» **Task objective**
Copy each line of the data that has "dialog" in it.

■ ■ ■ ■

PR #508, opened 2016-02-12
ims_dialog: fix double free (unref early dialog)

dragos-oancea:
Attempt fix for when an INVITE goes out and there is no 100 Trying reply to it , and then ims_dialog destroys the dialog twice via unref_dlg_unsafe()  .


dragos-oancea:
Hi Jason. Thanks for looking into it. Here is a log and the output of "bt full"  :
http://pastebin.com/PdXiZSV8  .  Scenario : A call comes in, then the first INVITE is relayed somewhere, and there is no reply coming to it (there are retransmissions) , kamailio is generating a 503 , and then the negative ACK comes, and then it crashes.

kamailio-sync:
Thanks Dragos. Can you check this on the new patches I gave you and post
details if you still have problems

■ ■ ■ ■

» **Reply**
ims_dialog: fix double free (unref early dialog)
Attempt fix for when an INVITE goes out and there is no 100 Trying reply to it , and then ims_dialog destroys the dialog twice via unref_dlg_unsafe()  .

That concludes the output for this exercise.